ILLUSTRATE shows us our dataflow:

-----------------------------------------------------------------------
| from_to     | from_address:chararray     | to_address:chararray     | 
-----------------------------------------------------------------------
|             | jane.mcbride@enron.com     | tana.jones@enron.com     | 
|             | jane.mcbride@enron.com     | tana.jones@enron.com     | 
-----------------------------------------------------------------------
-----------------------------------------------------------------------------------------------------------------------------------------------------------------------------------------
| by_pair     | group:tuple(from_address:chararray,to_address:chararray)             | from_to:bag{:tuple(from_address:chararray,to_address:chararray)}                                 | 
-----------------------------------------------------------------------------------------------------------------------------------------------------------------------------------------
|             | (jane.mcbride@enron.com, tana.jones@enron.com)                       | {(jane.mcbride@enron.com, tana.jones@enron.com), (jane.mcbride@enron.com, tana.jones@enron.com)} | 
-----------------------------------------------------------------------------------------------------------------------------------------------------------------------------------------
----------------------------------------------------------------------------------------------------------------------------------------
| sent_counts     | id:chararray                         | from_address:chararray     | to_address:chararray     | total_sent:long     | 
----------------------------------------------------------------------------------------------------------------------------------------
|                 | 8d0434e4-b50d-47ac-8278-fc1bb16ad8e4 | jane.mcbride@enron.com     | tana.jones@enron.com     | 2                   | 
----------------------------------------------------------------------------------------------------------------------------------------

Loading Data from HBase with Pig

Loading data from HBase in Pig is easy, and you can pick individual columns or filter the data.
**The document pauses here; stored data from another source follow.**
Issue #902, opened 2018-07-13
correlate node size with 'geneCount'


CaitlinOCallaghan:
## Desired behaviour

- correlate node size with 'geneCount'
- limit smallest node size to 30

CaitlinOCallaghan:
Is there a mathematical relationship that we want to use for relating the geneCount to node size?

Currently I have it set to the square root function  " 5* sqrt( x - 1 ) + 30 " , https://www.desmos.com/calculator/w6ux3lhwjg , where x is geneCount and if geneCount > 1000, then x is set to 1000.

PR #903, opened 2018-07-16
 geneCount mapped to node size #902

CaitlinOCallaghan:
- mathematically map geneCount to enrichment node size
- default and smallest node size = 30
- largest node size = 188 ( when geneCount >= 1000 )
- increase nodeRepulsion so nodes do not overlap

### DIFF
--- a/src/client/common/cy/enrichment-stylesheet.js
+++ b/src/client/common/cy/enrichment-stylesheet.js
@@ -28,7 +28,7 @@ const enrichmentStylesheet=cytoscape.stylesheet()
 .css({
   'font-size': 20,
   'color': 'black',
-  'background-color': '	#00bfff', //TODO: Colored accoriding to p-value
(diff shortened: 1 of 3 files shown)


src/client/common/cy/enrichment-stylesheet.js
```diff
@@ -1,6 +1,15 @@
 const cytoscape = require('cytoscape');
 
-const iStylesheet=cytoscape.stylesheet()
+function getNodeSize( geneCount ){
+  let size = ( geneCount <= 1000 ) ? mapGeneCountToSize(geneCount) : mapGeneCountToSize(1000);
```
d2fong: It would be easier to understand this code if you did something like:
```js
return mapGeneCountToSize(Math.min( geneCount, 1000 ));
```

CaitlinOCallaghan: That is a lot better, thank you!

Lets look at the top 100 most prolific email relationships, which could be a measure of how strong a relationship is.

/* HBaseStorage shortcut */
register /me/pig/build/ivy/lib/Pig/hbase-0.94.1.jar
register /me/pig/build/ivy/lib/Pig/zookeeper-3.3.3.jar
register /me/pig/build/ivy/lib/Pig/guava-11.0.jar
 
/* Grab the top 100 most prolific email relationships from HBase and dump them. */
address_pairs = LOAD 'hbase://enron4' using 
  org.apache.pig.backend.hadoop.hbase.HBaseStorage('address.pairs:from_address address.pairs:to_address address.pairs:total_sent')
  as (from_address:chararray, to_address:chararray, total_sent:long);
sorted = order address_pairs by total_sent DESC;
top_100 = limit address_pairs 100;
dump top_100
(pete.davis@enron.com,pete.davis@enron.com,4489)
(vince.kaminski@enron.com,vkaminski@aol.com,1143)
(jeff.dasovich@enron.com,susan.mara@enron.com,935)
(jeff.dasovich@enron.com,paul.kaufman@enron.com,879)
...

Pig UDFs in JRuby

Checkout the id:chararray field in the above example. We created that with a JRuby UDF.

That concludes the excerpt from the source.